[Records from a collection]
= = = = = = =

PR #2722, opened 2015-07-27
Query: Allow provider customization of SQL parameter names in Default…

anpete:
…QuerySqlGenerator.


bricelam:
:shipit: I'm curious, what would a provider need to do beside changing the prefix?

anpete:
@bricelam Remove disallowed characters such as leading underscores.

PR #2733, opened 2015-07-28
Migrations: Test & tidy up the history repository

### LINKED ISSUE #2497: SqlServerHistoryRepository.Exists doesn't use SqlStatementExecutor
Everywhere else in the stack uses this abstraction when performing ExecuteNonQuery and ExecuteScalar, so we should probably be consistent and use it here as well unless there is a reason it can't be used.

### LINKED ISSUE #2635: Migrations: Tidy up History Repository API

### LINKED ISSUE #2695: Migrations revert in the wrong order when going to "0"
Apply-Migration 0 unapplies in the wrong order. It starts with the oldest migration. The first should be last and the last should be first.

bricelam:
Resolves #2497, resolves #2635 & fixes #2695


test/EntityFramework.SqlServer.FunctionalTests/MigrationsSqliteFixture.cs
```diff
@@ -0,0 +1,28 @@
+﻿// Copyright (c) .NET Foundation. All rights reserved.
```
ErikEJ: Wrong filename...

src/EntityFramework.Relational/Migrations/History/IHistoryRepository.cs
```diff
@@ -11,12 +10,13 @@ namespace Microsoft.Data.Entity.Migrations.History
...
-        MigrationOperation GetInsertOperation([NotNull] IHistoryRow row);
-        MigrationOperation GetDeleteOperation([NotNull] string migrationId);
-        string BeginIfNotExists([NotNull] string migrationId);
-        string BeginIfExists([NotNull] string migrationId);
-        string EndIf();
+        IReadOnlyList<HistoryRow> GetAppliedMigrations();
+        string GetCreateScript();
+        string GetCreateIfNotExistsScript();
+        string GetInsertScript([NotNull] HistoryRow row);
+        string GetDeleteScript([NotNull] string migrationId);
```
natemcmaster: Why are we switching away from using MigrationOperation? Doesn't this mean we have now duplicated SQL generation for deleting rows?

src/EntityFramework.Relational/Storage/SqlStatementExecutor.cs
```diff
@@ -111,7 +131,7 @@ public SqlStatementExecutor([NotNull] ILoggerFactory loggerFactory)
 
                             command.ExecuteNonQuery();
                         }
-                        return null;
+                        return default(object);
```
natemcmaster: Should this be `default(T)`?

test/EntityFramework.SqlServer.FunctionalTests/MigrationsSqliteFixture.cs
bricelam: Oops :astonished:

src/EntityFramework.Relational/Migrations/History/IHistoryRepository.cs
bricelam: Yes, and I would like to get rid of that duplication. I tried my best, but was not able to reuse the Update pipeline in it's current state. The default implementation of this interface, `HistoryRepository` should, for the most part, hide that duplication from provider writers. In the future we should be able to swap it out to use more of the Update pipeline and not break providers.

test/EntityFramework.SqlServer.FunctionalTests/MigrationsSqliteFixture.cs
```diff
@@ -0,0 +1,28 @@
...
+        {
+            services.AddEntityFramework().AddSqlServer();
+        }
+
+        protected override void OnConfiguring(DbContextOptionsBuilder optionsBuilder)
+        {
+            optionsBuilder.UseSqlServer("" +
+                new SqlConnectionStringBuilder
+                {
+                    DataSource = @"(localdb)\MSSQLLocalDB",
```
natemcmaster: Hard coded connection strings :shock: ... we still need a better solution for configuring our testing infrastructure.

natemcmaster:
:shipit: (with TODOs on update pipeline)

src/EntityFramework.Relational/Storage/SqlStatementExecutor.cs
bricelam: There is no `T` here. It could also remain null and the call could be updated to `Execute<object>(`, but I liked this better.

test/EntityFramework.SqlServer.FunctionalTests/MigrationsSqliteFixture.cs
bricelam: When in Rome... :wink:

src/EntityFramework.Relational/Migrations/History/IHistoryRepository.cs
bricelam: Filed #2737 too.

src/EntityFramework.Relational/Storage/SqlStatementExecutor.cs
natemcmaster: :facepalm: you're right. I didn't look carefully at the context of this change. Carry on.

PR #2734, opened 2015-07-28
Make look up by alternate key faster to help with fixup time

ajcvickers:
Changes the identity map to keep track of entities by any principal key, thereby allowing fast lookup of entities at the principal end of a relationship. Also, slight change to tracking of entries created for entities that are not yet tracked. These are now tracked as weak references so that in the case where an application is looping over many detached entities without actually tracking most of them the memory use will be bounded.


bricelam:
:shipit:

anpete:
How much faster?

= = = = = = =

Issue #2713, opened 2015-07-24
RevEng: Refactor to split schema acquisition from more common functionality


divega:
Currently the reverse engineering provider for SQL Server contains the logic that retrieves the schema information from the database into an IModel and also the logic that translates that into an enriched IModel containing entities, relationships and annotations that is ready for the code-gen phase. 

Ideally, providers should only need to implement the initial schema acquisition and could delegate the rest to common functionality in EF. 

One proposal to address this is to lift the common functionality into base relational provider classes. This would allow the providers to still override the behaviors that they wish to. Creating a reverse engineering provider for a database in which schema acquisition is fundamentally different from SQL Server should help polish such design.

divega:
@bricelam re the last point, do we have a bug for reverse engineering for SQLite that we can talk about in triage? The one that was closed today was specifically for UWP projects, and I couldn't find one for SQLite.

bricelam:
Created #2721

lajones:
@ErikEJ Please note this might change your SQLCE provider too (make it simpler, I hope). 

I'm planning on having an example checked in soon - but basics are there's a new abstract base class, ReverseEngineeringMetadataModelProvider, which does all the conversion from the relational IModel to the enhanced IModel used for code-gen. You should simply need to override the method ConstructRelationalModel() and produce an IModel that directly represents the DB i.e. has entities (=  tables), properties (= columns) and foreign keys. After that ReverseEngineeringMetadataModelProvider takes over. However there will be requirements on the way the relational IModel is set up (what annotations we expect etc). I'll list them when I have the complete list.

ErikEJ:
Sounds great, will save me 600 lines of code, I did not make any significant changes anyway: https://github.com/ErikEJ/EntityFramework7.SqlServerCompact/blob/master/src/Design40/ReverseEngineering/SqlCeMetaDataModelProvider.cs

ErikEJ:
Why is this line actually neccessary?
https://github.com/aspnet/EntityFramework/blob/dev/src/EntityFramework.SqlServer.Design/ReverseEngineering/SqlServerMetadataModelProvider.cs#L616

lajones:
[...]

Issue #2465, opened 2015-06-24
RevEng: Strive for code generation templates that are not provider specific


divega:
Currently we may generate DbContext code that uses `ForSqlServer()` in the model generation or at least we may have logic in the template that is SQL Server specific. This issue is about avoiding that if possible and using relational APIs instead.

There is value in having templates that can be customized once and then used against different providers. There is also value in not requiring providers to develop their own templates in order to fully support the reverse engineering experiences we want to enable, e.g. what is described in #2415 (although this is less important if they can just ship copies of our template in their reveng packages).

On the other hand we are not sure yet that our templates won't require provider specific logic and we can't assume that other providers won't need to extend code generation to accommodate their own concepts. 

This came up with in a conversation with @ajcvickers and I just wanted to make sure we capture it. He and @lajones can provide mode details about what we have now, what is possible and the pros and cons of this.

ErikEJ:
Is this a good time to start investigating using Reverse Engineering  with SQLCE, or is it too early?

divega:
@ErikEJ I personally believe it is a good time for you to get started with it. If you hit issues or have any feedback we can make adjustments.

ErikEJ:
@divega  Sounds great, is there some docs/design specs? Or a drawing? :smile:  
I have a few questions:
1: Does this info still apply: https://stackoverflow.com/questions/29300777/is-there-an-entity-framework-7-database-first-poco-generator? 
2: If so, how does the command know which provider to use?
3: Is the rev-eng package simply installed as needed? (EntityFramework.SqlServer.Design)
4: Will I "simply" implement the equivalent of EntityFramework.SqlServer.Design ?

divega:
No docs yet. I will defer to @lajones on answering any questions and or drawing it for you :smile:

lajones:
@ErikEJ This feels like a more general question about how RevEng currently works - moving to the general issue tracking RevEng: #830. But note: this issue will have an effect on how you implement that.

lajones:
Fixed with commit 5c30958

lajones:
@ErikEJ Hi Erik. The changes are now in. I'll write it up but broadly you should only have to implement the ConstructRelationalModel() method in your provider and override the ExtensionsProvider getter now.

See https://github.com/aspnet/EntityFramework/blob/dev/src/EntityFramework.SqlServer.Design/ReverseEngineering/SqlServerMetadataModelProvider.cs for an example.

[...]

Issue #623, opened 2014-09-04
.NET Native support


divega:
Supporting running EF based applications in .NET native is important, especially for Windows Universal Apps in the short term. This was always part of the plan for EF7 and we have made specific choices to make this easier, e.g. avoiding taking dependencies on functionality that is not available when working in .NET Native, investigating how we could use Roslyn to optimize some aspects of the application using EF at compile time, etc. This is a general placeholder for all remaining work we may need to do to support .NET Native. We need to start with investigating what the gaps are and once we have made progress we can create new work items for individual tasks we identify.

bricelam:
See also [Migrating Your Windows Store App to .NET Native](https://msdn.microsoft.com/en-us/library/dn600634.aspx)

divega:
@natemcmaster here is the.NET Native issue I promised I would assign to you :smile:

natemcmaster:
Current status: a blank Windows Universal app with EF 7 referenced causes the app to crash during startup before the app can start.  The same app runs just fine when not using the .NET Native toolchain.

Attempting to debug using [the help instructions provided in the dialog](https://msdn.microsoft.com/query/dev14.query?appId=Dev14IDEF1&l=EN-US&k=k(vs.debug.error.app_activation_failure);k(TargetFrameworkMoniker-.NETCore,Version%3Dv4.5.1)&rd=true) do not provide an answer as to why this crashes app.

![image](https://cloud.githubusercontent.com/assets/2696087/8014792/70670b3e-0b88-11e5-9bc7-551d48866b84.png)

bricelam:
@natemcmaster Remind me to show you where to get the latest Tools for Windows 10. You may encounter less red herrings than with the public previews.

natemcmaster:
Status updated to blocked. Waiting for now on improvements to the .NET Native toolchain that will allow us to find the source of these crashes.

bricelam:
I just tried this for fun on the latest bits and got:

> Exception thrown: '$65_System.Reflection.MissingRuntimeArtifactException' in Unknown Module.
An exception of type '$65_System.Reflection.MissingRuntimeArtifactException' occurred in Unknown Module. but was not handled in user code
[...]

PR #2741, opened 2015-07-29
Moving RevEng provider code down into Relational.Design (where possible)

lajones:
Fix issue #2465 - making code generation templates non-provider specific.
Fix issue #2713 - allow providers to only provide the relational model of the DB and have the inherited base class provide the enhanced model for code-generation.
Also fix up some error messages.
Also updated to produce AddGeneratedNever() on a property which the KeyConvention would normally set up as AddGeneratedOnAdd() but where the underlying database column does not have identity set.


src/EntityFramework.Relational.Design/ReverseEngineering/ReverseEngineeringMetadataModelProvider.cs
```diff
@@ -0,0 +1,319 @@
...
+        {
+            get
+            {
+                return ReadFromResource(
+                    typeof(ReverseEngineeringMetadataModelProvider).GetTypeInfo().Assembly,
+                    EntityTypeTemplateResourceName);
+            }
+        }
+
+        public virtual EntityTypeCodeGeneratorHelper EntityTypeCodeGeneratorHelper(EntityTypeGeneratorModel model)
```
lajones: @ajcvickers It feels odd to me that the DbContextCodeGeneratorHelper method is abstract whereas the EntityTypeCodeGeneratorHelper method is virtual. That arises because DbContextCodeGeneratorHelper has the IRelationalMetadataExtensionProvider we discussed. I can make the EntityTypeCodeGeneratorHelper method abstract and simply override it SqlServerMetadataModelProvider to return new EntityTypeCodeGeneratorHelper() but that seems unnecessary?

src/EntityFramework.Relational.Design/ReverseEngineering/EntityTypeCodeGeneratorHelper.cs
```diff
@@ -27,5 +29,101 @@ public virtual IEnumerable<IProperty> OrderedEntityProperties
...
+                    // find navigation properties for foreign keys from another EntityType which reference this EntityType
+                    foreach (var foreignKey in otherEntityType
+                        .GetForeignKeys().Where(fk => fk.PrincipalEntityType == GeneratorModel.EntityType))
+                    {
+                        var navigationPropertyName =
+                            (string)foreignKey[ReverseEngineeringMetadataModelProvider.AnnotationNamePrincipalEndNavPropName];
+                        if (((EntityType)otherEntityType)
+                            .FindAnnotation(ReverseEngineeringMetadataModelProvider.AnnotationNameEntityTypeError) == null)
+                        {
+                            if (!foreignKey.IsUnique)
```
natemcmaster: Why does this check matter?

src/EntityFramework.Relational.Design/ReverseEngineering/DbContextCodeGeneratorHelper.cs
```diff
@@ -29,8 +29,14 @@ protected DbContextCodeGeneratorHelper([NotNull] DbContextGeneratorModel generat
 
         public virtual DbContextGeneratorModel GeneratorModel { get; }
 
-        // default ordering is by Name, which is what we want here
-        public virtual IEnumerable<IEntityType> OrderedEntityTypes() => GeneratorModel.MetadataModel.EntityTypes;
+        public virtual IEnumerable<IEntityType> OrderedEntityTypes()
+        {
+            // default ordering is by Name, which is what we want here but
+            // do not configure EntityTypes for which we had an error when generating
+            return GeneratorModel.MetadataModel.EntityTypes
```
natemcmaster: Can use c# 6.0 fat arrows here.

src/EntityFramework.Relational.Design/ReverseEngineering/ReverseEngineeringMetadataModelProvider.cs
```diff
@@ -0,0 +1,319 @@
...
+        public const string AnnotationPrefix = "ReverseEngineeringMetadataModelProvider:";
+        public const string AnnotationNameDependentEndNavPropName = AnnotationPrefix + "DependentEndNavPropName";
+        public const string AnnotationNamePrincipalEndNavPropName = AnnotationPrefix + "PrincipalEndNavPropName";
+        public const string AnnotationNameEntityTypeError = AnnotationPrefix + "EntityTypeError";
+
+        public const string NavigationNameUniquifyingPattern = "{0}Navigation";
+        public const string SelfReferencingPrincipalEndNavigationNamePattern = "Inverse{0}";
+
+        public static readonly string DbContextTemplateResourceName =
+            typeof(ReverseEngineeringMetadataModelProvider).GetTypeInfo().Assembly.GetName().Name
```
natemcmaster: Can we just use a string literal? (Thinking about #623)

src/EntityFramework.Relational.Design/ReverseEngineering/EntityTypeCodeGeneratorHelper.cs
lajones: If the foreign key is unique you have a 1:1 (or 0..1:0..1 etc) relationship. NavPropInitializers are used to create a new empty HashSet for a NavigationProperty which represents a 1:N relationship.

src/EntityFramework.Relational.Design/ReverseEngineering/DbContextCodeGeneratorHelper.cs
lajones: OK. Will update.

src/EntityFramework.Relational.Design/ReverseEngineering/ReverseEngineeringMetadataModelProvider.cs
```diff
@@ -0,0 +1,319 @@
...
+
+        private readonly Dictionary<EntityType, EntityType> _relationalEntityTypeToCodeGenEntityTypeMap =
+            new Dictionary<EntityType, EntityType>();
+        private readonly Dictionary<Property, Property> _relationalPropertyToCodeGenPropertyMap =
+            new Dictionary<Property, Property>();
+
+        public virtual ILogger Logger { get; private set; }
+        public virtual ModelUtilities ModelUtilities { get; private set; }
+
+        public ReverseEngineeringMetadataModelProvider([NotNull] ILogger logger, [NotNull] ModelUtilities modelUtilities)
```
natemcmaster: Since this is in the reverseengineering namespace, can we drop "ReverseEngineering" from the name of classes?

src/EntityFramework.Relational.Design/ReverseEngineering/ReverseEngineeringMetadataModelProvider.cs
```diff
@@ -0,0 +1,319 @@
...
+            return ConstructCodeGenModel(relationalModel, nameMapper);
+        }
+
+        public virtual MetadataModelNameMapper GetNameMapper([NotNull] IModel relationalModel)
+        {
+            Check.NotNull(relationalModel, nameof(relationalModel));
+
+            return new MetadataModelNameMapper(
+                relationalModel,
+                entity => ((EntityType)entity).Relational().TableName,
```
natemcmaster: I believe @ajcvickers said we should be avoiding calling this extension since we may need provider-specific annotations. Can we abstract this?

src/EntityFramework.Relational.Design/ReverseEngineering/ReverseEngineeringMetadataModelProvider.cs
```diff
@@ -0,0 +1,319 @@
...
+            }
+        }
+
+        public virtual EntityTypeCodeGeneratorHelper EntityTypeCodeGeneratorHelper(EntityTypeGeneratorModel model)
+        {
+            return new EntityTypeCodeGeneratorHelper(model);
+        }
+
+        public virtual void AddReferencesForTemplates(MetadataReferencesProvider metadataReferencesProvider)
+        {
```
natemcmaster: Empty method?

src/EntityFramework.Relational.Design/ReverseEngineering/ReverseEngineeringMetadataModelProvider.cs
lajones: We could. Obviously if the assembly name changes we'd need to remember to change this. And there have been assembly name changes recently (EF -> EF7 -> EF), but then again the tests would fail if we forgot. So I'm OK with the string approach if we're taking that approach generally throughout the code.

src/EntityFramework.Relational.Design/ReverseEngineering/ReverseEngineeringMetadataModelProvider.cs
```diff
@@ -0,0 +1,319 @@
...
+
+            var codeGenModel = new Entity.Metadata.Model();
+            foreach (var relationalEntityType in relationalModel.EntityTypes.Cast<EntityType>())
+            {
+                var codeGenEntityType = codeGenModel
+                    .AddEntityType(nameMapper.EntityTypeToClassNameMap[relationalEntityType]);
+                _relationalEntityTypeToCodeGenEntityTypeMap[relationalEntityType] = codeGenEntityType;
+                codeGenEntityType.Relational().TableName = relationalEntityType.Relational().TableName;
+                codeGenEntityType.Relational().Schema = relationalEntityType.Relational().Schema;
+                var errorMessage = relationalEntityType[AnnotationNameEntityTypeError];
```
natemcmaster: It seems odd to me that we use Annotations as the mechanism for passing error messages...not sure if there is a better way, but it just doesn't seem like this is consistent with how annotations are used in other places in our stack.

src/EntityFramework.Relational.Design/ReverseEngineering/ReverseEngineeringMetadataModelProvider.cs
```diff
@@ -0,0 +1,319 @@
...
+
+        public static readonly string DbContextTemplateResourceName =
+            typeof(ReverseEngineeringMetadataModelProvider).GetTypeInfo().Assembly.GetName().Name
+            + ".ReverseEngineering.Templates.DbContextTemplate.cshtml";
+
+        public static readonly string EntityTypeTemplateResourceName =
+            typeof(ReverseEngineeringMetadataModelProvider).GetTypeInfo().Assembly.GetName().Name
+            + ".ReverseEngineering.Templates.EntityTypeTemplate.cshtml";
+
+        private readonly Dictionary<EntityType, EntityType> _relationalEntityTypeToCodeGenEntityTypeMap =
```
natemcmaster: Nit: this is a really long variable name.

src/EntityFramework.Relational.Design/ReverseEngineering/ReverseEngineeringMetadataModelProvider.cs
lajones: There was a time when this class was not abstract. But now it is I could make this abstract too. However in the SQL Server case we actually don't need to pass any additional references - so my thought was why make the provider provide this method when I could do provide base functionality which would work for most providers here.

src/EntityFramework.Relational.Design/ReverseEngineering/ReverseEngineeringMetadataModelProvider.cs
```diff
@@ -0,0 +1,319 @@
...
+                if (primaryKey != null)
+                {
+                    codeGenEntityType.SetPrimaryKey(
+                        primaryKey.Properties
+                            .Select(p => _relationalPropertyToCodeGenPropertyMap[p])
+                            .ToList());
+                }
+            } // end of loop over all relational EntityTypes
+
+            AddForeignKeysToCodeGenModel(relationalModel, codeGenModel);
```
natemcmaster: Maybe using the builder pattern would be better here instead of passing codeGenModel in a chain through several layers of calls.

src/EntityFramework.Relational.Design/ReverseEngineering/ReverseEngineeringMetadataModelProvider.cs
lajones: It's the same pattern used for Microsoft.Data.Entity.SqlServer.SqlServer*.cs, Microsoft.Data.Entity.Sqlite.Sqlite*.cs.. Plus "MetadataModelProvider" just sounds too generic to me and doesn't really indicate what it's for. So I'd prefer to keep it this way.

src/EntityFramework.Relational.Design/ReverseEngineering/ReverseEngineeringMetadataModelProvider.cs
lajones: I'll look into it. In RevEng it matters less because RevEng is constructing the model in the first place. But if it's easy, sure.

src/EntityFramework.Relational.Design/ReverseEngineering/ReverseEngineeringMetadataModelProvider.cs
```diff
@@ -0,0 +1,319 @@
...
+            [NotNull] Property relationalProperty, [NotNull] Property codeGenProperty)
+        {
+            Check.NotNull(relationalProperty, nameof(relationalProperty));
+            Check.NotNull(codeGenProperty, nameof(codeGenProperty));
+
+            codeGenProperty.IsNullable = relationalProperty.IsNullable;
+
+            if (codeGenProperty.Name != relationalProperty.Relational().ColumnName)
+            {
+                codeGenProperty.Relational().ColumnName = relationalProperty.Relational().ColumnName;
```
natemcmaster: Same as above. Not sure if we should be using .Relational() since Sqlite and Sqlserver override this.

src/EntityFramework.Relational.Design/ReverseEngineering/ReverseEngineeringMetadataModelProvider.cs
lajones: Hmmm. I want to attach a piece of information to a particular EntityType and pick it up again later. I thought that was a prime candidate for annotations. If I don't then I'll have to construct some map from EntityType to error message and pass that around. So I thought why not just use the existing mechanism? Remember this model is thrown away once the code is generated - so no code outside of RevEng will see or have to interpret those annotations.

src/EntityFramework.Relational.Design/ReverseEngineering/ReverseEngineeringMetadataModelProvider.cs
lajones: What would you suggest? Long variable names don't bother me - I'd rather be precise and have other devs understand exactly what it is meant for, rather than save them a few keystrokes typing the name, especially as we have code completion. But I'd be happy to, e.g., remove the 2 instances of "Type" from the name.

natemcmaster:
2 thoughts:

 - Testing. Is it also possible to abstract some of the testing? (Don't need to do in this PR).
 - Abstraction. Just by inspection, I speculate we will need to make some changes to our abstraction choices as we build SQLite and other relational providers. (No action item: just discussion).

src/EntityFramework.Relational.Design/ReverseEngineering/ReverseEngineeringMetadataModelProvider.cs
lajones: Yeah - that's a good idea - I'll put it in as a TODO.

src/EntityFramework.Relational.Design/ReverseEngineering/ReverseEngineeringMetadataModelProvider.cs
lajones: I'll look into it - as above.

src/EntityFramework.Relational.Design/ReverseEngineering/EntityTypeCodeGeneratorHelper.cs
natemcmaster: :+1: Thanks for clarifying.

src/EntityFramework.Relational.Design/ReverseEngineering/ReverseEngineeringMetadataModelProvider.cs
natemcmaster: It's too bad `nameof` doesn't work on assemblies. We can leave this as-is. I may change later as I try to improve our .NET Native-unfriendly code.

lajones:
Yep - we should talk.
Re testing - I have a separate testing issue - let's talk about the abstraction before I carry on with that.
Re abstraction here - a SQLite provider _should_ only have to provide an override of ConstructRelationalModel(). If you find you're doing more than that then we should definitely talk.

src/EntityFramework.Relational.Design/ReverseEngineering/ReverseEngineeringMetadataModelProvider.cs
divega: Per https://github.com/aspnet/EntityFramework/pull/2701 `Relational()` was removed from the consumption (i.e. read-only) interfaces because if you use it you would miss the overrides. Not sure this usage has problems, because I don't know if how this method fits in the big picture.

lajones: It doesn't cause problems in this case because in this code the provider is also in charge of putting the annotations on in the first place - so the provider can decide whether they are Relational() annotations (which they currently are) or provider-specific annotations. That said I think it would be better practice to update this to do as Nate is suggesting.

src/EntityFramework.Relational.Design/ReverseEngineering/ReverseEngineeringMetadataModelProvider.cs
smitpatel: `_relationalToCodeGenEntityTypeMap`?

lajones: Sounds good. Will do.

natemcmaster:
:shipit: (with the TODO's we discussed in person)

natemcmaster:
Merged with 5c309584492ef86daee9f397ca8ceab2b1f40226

= = = = = = =

#### GOAL OF THE EXERCISE
In the records above, find the line with "Issue #2713, opened 2015-07-24"; write out exactly that line and each one after it, stopping after the line with "Ideally, providers should".

#### FINISHED TASK
Issue #2713, opened 2015-07-24
RevEng: Refactor to split schema acquisition from more common functionality


divega:
Currently the reverse engineering provider for SQL Server contains the logic that retrieves the schema information from the database into an IModel and also the logic that translates that into an enriched IModel containing entities, relationships and annotations that is ready for the code-gen phase. 

Ideally, providers should only need to implement the initial schema acquisition and could delegate the rest to common functionality in EF. 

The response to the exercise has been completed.